§ **Material for this exercise**:
*** Begin section ***

Issue #844, opened 2026-05-24
Needs Attention surfaces PRs before CMAP reviews finish


waleedkadous:
## The bug

When a builder creates a PR, it appears in the **Needs Attention** list immediately — *before* the automated CMAP reviews (Gemini / Codex / Claude) have run and posted their findings. By the time the human looks at it, the review comments may not be there yet, so they either:

- click through, see no review activity, and bounce back to wait, or
- review the diff themselves without the AI consultation findings they were expecting

The PR should only appear in Needs Attention **after** the automated reviews are complete and the builder has hit the porch `pr` gate (which is the actual "human, please review and merge" signal).

## Where it lives

`packages/dashboard/src/components/NeedsAttentionList.tsx:42-56` builds the list by iterating *every* open PR returned in `overview.pendingPRs`:

```ts
function buildItems(prs: OverviewPR[], builders: OverviewBuilder[]): AttentionItem[] {
  const items: AttentionItem[] = [];

  // PRs needing review
  for (const pr of prs) {
    items.push({ ... kind: 'PR review', ... });
  }
  ...
}
```

There is no filter for whether automated review has run. The upstream `overview.pendingPRs` (in `packages/codev/src/agent-farm/servers/overview.ts:836-852`) is built straight from `fetchPRList` — all open PRs, no porch-state cross-reference.

## The right signal

Porch already tracks the `pr` gate. When CMAP finishes in the `review` phase, the builder advances to and blocks on the `pr` gate (label: `\"PR review\"`). That's the moment the PR is genuinely waiting on a human.

The existing dedupe at `NeedsAttentionList.tsx:61-62` already knows about this signal — it just uses it in the wrong direction:

```ts
// Skip \"PR review\" — those are already covered by the PRs list
if (b.blocked === 'PR review') continue;
```

The fix is to **invert the source of truth**: include a PR in Needs Attention only when its corresponding builder is blocked on the `pr` gate. PRs with no matching builder, or whose builder is still running CMAP, are excluded.

## Suggested approach

1. In `NeedsAttentionList.tsx`, build a set of issue IDs from `builders.filter(b => b.blocked === 'PR review')` and only include PRs whose `pr.issueId` (or the equivalent linkage field — verify in `OverviewPR`) is in that set.
2. Drop the now-redundant `continue` at line 62 — the dedupe is no longer needed because the PR list is gated by the same condition.
[...]

PR #874, opened 2026-05-26
[Bugfix #872] Fix: emit canonical pr_ready_for_human signal across all protocols

### LINKED ISSUE #872: porch: emit explicit pr_ready_for_human state field when CMAP completes
## Context

PR #844 (shipped in v3.1.3) tried to gate the dashboard's Needs Attention list on "CMAP done, PR ready for human review". The check it used — `b.blocked === 'PR review'` — was a derivation that worked for protocols with an explicit `pr` gate (SPIR/ASPIR/PIR/AIR) but silently failed for BUGFIX (no `pr` gate, transitions straight to `phase: verified` after CMAP).

The underlying issue is that **"CMAP complete for the PR-creating phase" has one true definition in porch's state machine but two different surface manifestations** today, depending on whether the protocol's PR-creating phase carries a gate. Anyone consuming "is this PR ready for a human" has to know the protocol-specific derivation, and the only way to find out you got it wrong is to ship a regression (which we did).

This issue proposes making the signal canonical: porch writes an explicit `pr_ready_for_human: true` to `status.yaml` when it transitions out of the CMAP-emitting state for the PR-creating phase, regardless of whether the protocol uses a gate. Consumers (Needs Attention filter, VS Code extension, future dashboards) read one boolean.

A parallel bug ([linked issue for the B path]) covers the immediate filter-side patch in overview.ts as a fast fix; this issue tracks the canonical state-machine change.

## Design questions for the spec/plan

These are the questions that motivate using **PIR** rather than BUGFIX/AIR — they want pre-PR review:

1. **Field name and shape.** `pr_ready_for_human: boolean` is the narrowest framing. Broader alternatives: `cmap_complete: boolean` (covers any CMAP-emitting phase, not just PR phases) or a typed enum `pr_state: 'no-pr' | 'cmap-running' | 'cmap-complete' | 'merged'`. Each has different consumer implications.

2. **Per-phase vs single boolean.** Some protocols have multiple CMAP-emitting phases (SPIR's `specify`, `plan`, `review`). Do we set the flag only for the PR-creating phase, or maintain a per-phase map? The Needs Attention use case wants only "PR-creating phase done", so per-phase may be overkill — but other consumers might want richer state.

3. **Re-iter handling.** When CMAP returns `REQUEST_CHANGES` and porch enters the rebuttal cycle, does `pr_ready_for_human` go back to false until the next iteration's CMAP completes? (Yes — it should reflect current state, not "ever was complete.")

4. **Identification of the CMAP-emitting phase.** Today the consultation block lives in the phase definition (e.g. BUGFIX's `pr` phase has `consultation.on: 'review'`). Does porch infer the PR-creating phase from the consultation block presence, or do we add an explicit `is_pr_phase: true` marker to protocol.json? The former is cheaper and works retroactively; the latter is more explicit and lets a protocol have CMAP without it being PR-creating.

5. **Backward compat.** Existing in-flight projects (status.yaml without the new field) need a fallback. The simplest: if the field is absent, fall back to the current derived logic (`blocked === 'PR review' || (phase === 'verified' && has_open_pr)`). This lets us ship the canonical signal without forcing a migration on every running builder.

6. **Surface change in `OverviewBuilder`.** Add `prReady: boolean` derived from the new status.yaml field (with the v3.1.3 fallback). The Needs Attention filter consumes only this field.

## Acceptance criteria

- [ ] `status.yaml` gains a `pr_ready_for_human: boolean` field (or whichever shape the plan settles on).
- [ ] Porch sets it to `true` when transitioning out of the CMAP-emitting state for the PR-creating phase, for ALL protocols (SPIR, ASPIR, PIR, AIR, BUGFIX).
- [ ] Porch sets it back to `false` (or removes the field) when entering the rebuttal cycle on `REQUEST_CHANGES`.
- [ ] `OverviewBuilder.prReady` is computed from this field with a fallback for legacy state files lacking the field.
- [ ] `NeedsAttentionList.tsx` gates on `prReady` alone, no protocol-specific derivation.
- [ ] Tests: each of the five protocols gets a porch-state test verifying the field's lifecycle.
- [ ] Migration note: in-flight projects on v3.1.x continue working (fallback to current derived logic until they reach the CMAP-done state under the new code).

## References

- The regression that motivated this: PR #844 / PR #847 / issue #870-adjacent (Needs Attention shipped excluding BUGFIX PRs in v3.1.3)
- Existing derivation in `packages/dashboard/src/components/NeedsAttentionList.tsx:42-100`
- Porch state machine: `packages/codev/src/commands/porch/next.ts`
- BUGFIX protocol (no `pr` gate): `codev-skeleton/protocols/bugfix/protocol.json`
- AIR protocol (has `pr` gate): `codev-skeleton/protocols/air/protocol.json`

waleedkadous:
## Summary
Fixes #872.

PR #844 (v3.1.3) gated Needs Attention on `b.blocked === 'PR review'`, a protocol-specific derivation that worked for AIR/SPIR/ASPIR/PIR but silently dropped BUGFIX PRs (BUGFIX has no `pr` gate — it transitions straight to `phase: verified` after CMAP). This change makes the signal canonical: porch writes `pr_ready_for_human: boolean` to `status.yaml` when transitioning out of the CMAP-emitting state for the PR-creating phase, for ALL five bundled protocols.

## Root Cause
"CMAP complete for the PR-creating phase" had one definition in porch's state machine but two surface manifestations depending on whether the protocol had a `pr` gate. Consumers had to know the protocol-specific shape, and the only way to discover you got it wrong was to ship a regression — which #844 did.

## Fix

**State machine (3 touchpoints, one canonical write each):**
- `next.ts` `handleVerifyApproved` — SPIR/ASPIR/PIR `review` (build_verify, gate=pr): set true at gate-pending
- `index.ts` `done()` — AIR `pr` (once-phase, gate=pr): set true when auto-requesting the `pr` gate
- `index.ts` `advanceProtocolPhase` — BUGFIX `pr` (once-phase, no gate, terminal): set true on transition to `verified`

**PR-creating phase identification:** new `isPrCreatingPhase(protocol, phaseId)` helper returns true when the phase has `gate === 'pr'` OR a `consultation` block in protocol.json (preserved on `ProtocolPhase.hasConsultation`). Both markers are picked up retroactively — no protocol.json edits required.

**Reset to false** on `pr`-gate approval (covers all four gate-protocols) and on rollback. BUGFIX has no gate, so the field stays true until cleanup deletes the worktree — matching the model that a BUGFIX builder is done after PR creation.

**Consumer (`overview.ts`):** new `derivePrReady` reads the explicit field if present, else falls back to `blocked === 'PR review' || (phase === 'verified' && protocol === 'bugfix')`. The BUGFIX-specific fallback closes the v3.1.3 gap for in-flight builders whose status.yaml pre-dates this field. New `prReady` field on `BuilderOverview` exposes the signal.

**Dashboard (`NeedsAttentionList.tsx`):** gates on `b.prReady` instead of `b.blocked === 'PR review'`. Falls back to `pr.createdAt` for prReady builders without a gate (BUGFIX shape — no `blockedSince`).

## Test Plan
- [x] **8 new tests** in `pr-ready-872.test.ts` covering the field lifecycle for SPIR/ASPIR/PIR (build_verify review), AIR (once-phase pr with gate), BUGFIX (once-phase pr without gate — the regression case), the REQUEST_CHANGES rebuttal cycle, pr-gate approval reset, and rollback reset.
- [x] **6 new tests** in `overview.test.ts` for `derivePrReady`: explicit-true, explicit-false (trumps fallback), legacy SPIR/AIR fallback, BUGFIX gap closure, and non-BUGFIX `verified` no-fire.
- [x] **2 new tests** in `NeedsAttentionList.test.tsx` for BUGFIX visibility (the regression) and `blockedSince`→`createdAt` fallback for gateless prReady builders.
- [x] All 3152 porch+codev tests pass (148 files); all 17 dashboard component tests pass.
- [x] Build clean (`pnpm build`).
- [x] Backward compat: in-flight projects on v3.1.x continue working — the `OverviewBuilder.prReady` fallback derives the same signal until porch writes the explicit field.

## Files
- **Field + helpers**: `packages/codev/src/commands/porch/{types,protocol,next,index}.ts`
- **Consumer**: `packages/codev/src/agent-farm/servers/overview.ts`, `packages/types/src/api.ts`, `packages/dashboard/src/components/NeedsAttentionList.tsx`
- **Tests**: `packages/codev/src/commands/porch/__tests__/pr-ready-872.test.ts` (new), `packages/codev/src/agent-farm/__tests__/overview.test.ts`, `packages/dashboard/__tests__/NeedsAttentionList.test.tsx`
- Two existing test fixtures gained `prReady: false` to satisfy the new shared type (`BuilderCard.test.tsx`, `spec-823-builder-attribution.test.ts`)

## Notes
- One pre-existing test failure in `packages/dashboard/__tests__/scrollController.test.ts` (terminal scroll behavior) — completely unrelated to this work and fails identically on this branch in isolation.
- Net diff: ~290 LOC added across implementation + tests; well under the 300 LOC BUGFIX threshold for the implementation alone.

### DIFF
--- a/codev/projects/bugfix-872-porch-emit-explicit-pr-ready-f/status.yaml
+++ b/codev/projects/bugfix-872-porch-emit-explicit-pr-ready-f/status.yaml
@@ -1,7 +1,7 @@
 id: bugfix-872
 title: porch-emit-explicit-pr-ready-f
 protocol: bugfix
-phase: fix
+phase: pr
 plan_phases: []
 current_plan_phase: null
 gates: {}
@@ -9,4 +9,4 @@ iteration: 1
 build_complete: false
 history: []
 started_at: '2026-05-26T21:14:25.066Z'
-updated_at: '2026-05-26T21:39:52.686Z'
+updated_at: '2026-05-26T21:40:24.813Z'
--- a/codev/projects/bugfix-872-porch-emit-explicit-pr-ready-f/status.yaml
+++ b/codev/projects/bugfix-872-porch-emit-explicit-pr-ready-f/status.yaml
@@ -1,7 +1,7 @@
 id: bugfix-872
 title: porch-emit-explicit-pr-ready-f
 protocol: bugfix
-phase: investigate
+phase: fix
 plan_phases: []
 current_plan_phase: null
 gates: {}
@@ -9,4 +9,4 @@ iteration: 1
 build_complete: false
 history: []
 started_at: '2026-05-26T21:14:25.066Z'
-updated_at: '2026-05-26T21:14:25.066Z'
+updated_at: '2026-05-26T21:39:52.686Z'
--- a/codev/projects/bugfix-872-porch-emit-explicit-pr-ready-f/status.yaml
+++ b/codev/projects/bugfix-872-porch-emit-explicit-pr-ready-f/status.yaml
@@ -1,7 +1,7 @@
 id: bugfix-872
 title: porch-emit-explicit-pr-ready-f
 protocol: bugfix
-phase: pr
+phase: verified
 plan_phases: []
 current_plan_phase: null
 gates: {}
@@ -9,4 +9,4 @@ iteration: 1
 build_complete: false
 history: []
 started_at: '2026-05-26T21:14:25.066Z'
-updated_at: '2026-05-26T21:40:24.813Z'
+updated_at: '2026-05-26T21:40:32.629Z'
--- a/codev/projects/bugfix-872-porch-emit-explicit-pr-ready-f/status.yaml
+++ b/codev/projects/bugfix-872-porch-emit-explicit-pr-ready-f/status.yaml
@@ -1,0 +1,12 @@
+id: bugfix-872
+title: porch-emit-explicit-pr-ready-f
+protocol: bugfix
+phase: investigate
+plan_phases: []
+current_plan_phase: null
+gates: {}
+iteration: 1
+build_complete: false
+history: []
+started_at: '2026-05-26T21:14:25.066Z'
+updated_at: '2026-05-26T21:14:25.066Z'
--- a/codev/state/bugfix-872_thread.md
+++ b/codev/state/bugfix-872_thread.md
@@ -47,3 +47,17 @@ This restores BUGFIX visibility for in-flight projects that pre-date this PR.
 - All 3152 porch+codev tests pass (148 files); all 17 dashboard tests pass
 - Pre-existing failure in `scrollController.test.ts` (terminal scroll, unrelated to this work)
 
+## iter-2: architect CMAP REQUEST_CHANGES
+Architect-side 3-way CMAP (dual-CMAP pattern) caught two real defects that iter-1's builder CMAP missed individually:
+
+**Fix 1 — Codex finding**: `isPrCreatingPhase` overmatched on bare consultation presence. RESEARCH's `investigate`/`critique` phases have consultation blocks for non-PR purposes (`type: "investigation"` / `"critique"`). Iter-1 would have set `pr_ready_for_human: true` on research builders. Narrowed the marker to `consultation.on === 'review'` — the existing field both BUGFIX and AIR already carry and RESEARCH lacks. Renamed `hasConsultation` → `hasPrConsultation` to reflect the narrower semantics.
+
+**Fix 2 — Gemini finding**: `NeedsAttentionList` builder loop did `!b.blocked || !b.blockedSince` early-out BEFORE checking `prReady`. BUGFIX builders have both null (no `pr` gate), so the missing-PR defense fell through silently. The iter-1 test passed only because it mocked a BUGFIX with `blocked='PR review'`, which is unrealistic. Restructured the loop: prReady check first, then gate-blocked. Added `waitingSince` fallback chain (`blockedSince → startedAt → now`) for gateless protocols.
+
+**iter-2 tests added**:
+- 6 `isPrCreatingPhase` classifier tests including 2 that pin RESEARCH `investigate` / `critique` to false (would fail under iter-1 logic)
+- Realistic BUGFIX missing-PR test (`blocked=null, blockedSince=null`) — would fail under iter-1 dashboard logic
+- AIR-style gated variant test preserves iter-1 coverage explicitly
+
+All 247 targeted tests pass; full build clean; one unrelated flaky timeout in `next.test.ts` (different test each run — parallel-load contention, not the classifier path).
+
--- a/codev/state/bugfix-872_thread.md
+++ b/codev/state/bugfix-872_thread.md
@@ -1,0 +1,49 @@
+# bugfix-872 thread
+
+## Issue
+porch: emit explicit `pr_ready_for_human` state field when CMAP completes.
+
+PR #844 used `blocked === 'PR review'` (i.e. `pr` gate pending) to gate Needs Attention, which silently dropped BUGFIX PRs (no `pr` gate; transitions straight to `phase: verified` after CMAP).
+
+## Plan
+Canonical signal lives in `status.yaml` as `pr_ready_for_human: boolean`. Porch sets it true at the moment CMAP-emitting state exits for the PR-creating phase, in all 5 protocols.
+
+### State-machine touchpoints (the only 3 places that need a write)
+- **handleVerifyApproved (next.ts)** — fires for SPIR/ASPIR/PIR review (build_verify, gate=pr). When gate becomes pending → set `true`.
+- **done (index.ts), auto-request `pr` gate** — fires for AIR pr (once, gate=pr). When `pr` gate gets `requested_at` → set `true`.
+- **advanceProtocolPhase (index.ts) → 'verified'** — fires for BUGFIX pr (once, no gate, terminal). When transitioning from a PR-creating phase to verified → set `true`.
+
+### Reset to false
+- handleBuildVerify REQUEST_CHANGES → rebuttal cycle → explicit `false` (defensive; the field probably wasn't true anyway since rebuttal happens at iter1 and gate hasn't been requested yet).
+
+### PR-creating phase detection
+- Has `gate === 'pr'` (AIR/SPIR/ASPIR/PIR), OR
+- Has `consultation` block in protocol.json (BUGFIX type:once).
+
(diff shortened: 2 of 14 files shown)


waleedkadous:
## CMAP Review (3-way, iter 1)

All three reviewers **APPROVE** with **HIGH** confidence.

| Model | Verdict | Summary |
|---|---|---|
| Gemini | APPROVE | The PR perfectly implements the canonical `pr_ready_for_human` signal across all protocols, closing the Needs Attention gap for BUGFIX PRs, backed by thorough tests. |
| Codex | APPROVE | The fix is focused, matches issue #872, and adds solid regression coverage for BUGFIX plus the cross-protocol state transitions. |
| Claude | APPROVE | Clean, well-tested canonical signal that fixes BUGFIX PR visibility regression with solid backward compatibility. |

**KEY_ISSUES from all three: none.**

Claude flagged one non-blocking observation: the condition `gate === 'pr' || isPrCreatingPhase(...)` is technically redundant when the first half matches, but is kept for clarity ("this is a PR gate OR this is a PR-creating phase"). Not worth changing.

Review files committed in `codev/projects/bugfix-872-porch-emit-explicit-pr-ready-f/`.

waleedkadous:
## Architect integration review

Ran a 3-way architect-side CMAP per the dual-CMAP discipline. The builder's own CMAP was unanimous APPROVE but the architect-side caught two real bugs both other reviewers missed individually. Posting findings here so the PR record reflects them.

**Verdicts:** Gemini REQUEST_CHANGES (HIGH) · Codex REQUEST_CHANGES (HIGH) · Claude APPROVE (HIGH).

The state-machine three-tier design (`status.yaml` write → `derivePrReady` normalize → consumer gates on boolean) is well-architected and the right shape. Two specific defects need iter-2.

### Required fix 1: `isPrCreatingPhase` overmatches RESEARCH (Codex)

`isPrCreatingPhase()` returns `true` for any phase with a `consultation` block. But `codev/protocols/research/protocol.json` has `investigate` and `critique` phases that carry consultation blocks and are **not** PR-creating. Consequences:

- A research builder gets marked `pr_ready_for_human: true` even though no PR is involved
- `approve()` only clears the flag for gate `pr`, so a non-PR consultation phase that advances via a different gate leaves the flag **stuck true**
- The "canonical" signal is now inaccurate outside the five target protocols

**Fix direction**: narrow the classifier. `consultation` alone isn't enough. Options:
- Require `consultation.type === 'pr'` (or `consultation.on === 'review'` matching the PR-creating shape) in addition to having consultation
- Add an explicit `is_pr_phase: true` marker to the protocol.json schema for PR-creating phases and check that
- Whichever you pick, add a regression test using RESEARCH (or a contrived non-PR consultation phase) so this can't regress silently

### Required fix 2: `NeedsAttentionList` builder fallback drops BUGFIX builders (Gemini)

The builder loop (`// Builders blocked on gate approvals`) does `if (!b.blocked || !b.blockedSince) continue` before checking anything else. **BUGFIX builders always have `b.blocked === null`** — so if a BUGFIX PR is missing from the `prs` array (cache delay, pagination, transient API failure), the builder hits the `continue` and disappears entirely. That defeats the exact defensive case this PR is supposed to fix.

The test `still surfaces a prReady builder when its PR is missing from prs` mocks the BUGFIX builder with `blocked: 'PR review'` — that's unrealistic. Real BUGFIX builders have `blocked: null` and `blockedSince: null`. The test passes the unrealistic case but the realistic one breaks silently.

**Fix direction**: in the builder loop, check `b.prReady` *before* the `!b.blocked` skip. Emit a prReady-driven attention row when present; otherwise fall through to the gate-blocked logic. Update the BUGFIX test fixture to use realistic shape (`blocked: null, blockedSince: null`).

### Non-blocking notes

- **Claude**: VSCode builder tree (`packages/vscode/src/views/builders.ts`) could use `prReady` to boost BUGFIX builders into the priority section. Not in this PR's scope; flag for a small follow-up.
- **Claude**: the `derivePrReady` fallback becomes dead code once all in-flight builders have cycled. Worth a v3.2+ cleanup pass.
- **Claude**: minor redundancy in `gate === 'pr' || isPrCreatingPhase(...)` since `isPrCreatingPhase` already checks `gate === 'pr'`. Readable as-is, leave it.

Please push iter-2 with the two fixes above and the porch `pr` gate will re-trigger CMAP. Don't merge yet; same explicit-human-approval pattern as before.

waleedkadous:
## CMAP Review (3-way, iter 2)

Re-ran 3-way CMAP after addressing both architect findings. All three reviewers **APPROVE** with **HIGH** confidence.

| Model | Verdict | Summary |
|---|---|---|
| Gemini | APPROVE | Both issues requested by the Architect have been fully addressed (RESEARCH protocol overmatch and NeedsAttentionList BUGFIX drop) with complete test coverage. |
| Codex | APPROVE | Iter-2 fixes the two real architect-raised defects, keeps the bugfix focused, and adds strong regression coverage for both the porch state machine and dashboard fallback paths. |
| Claude | APPROVE | Clean, well-tested canonical signal; both architect iter-2 bugs addressed and verified against bundled protocol.json files. |

**KEY_ISSUES from all three: none.**

### What changed in iter-2

1. **`isPrCreatingPhase` narrowed**: classifier no longer matches bare consultation presence. Now requires `consultation.on === 'review'` (the marker BUGFIX/AIR pr phases already carry; RESEARCH investigate/critique do not). Renamed `ProtocolPhase.hasConsultation` → `hasPrConsultation`. **6 new classifier tests** including 2 that pin RESEARCH `investigate`/`critique` to `false` — would fail under iter-1 logic.

2. **`NeedsAttentionList` builder loop restructured**: `prReady` check now comes BEFORE the `!b.blocked` early-out so BUGFIX builders (where blocked is always null) survive the cache-miss defense path. Added `waitingSince` fallback chain (`blockedSince → startedAt → now`) for gateless protocols. The iter-1 missing-PR test split into a realistic BUGFIX case (`blocked: null, blockedSince: null`) — which would fail under iter-1 logic — and a preserved AIR-style gated variant.

waleedkadous:
Approved. Both fixes are surgical and well-commented — the inline note in `isPrCreatingPhase`'s JSDoc explaining why bare `consultation` presence isn't enough is exactly the kind of comment that prevents this regression from recurring. The renaming `hasConsultation` → `hasPrConsultation` is the right call too — the field name now matches what it actually means.

Please merge with `--admin` bypass.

*** End section ***

§ **Problem details**:
Restate word for word the lines of the data above, starting at the line containing "5. **Backward compat.**" and ending at the line containing "## Acceptance criteria", both included, and nothing more.

§ **Answer space**:
5. **Backward compat.** Existing in-flight projects (status.yaml without the new field) need a fallback. The simplest: if the field is absent, fall back to the current derived logic (`blocked === 'PR review' || (phase === 'verified' && has_open_pr)`). This lets us ship the canonical signal without forcing a migration on every running builder.

6. **Surface change in `OverviewBuilder`.** Add `prReady: boolean` derived from the new status.yaml field (with the v3.1.3 fallback). The Needs Attention filter consumes only this field.

## Acceptance criteria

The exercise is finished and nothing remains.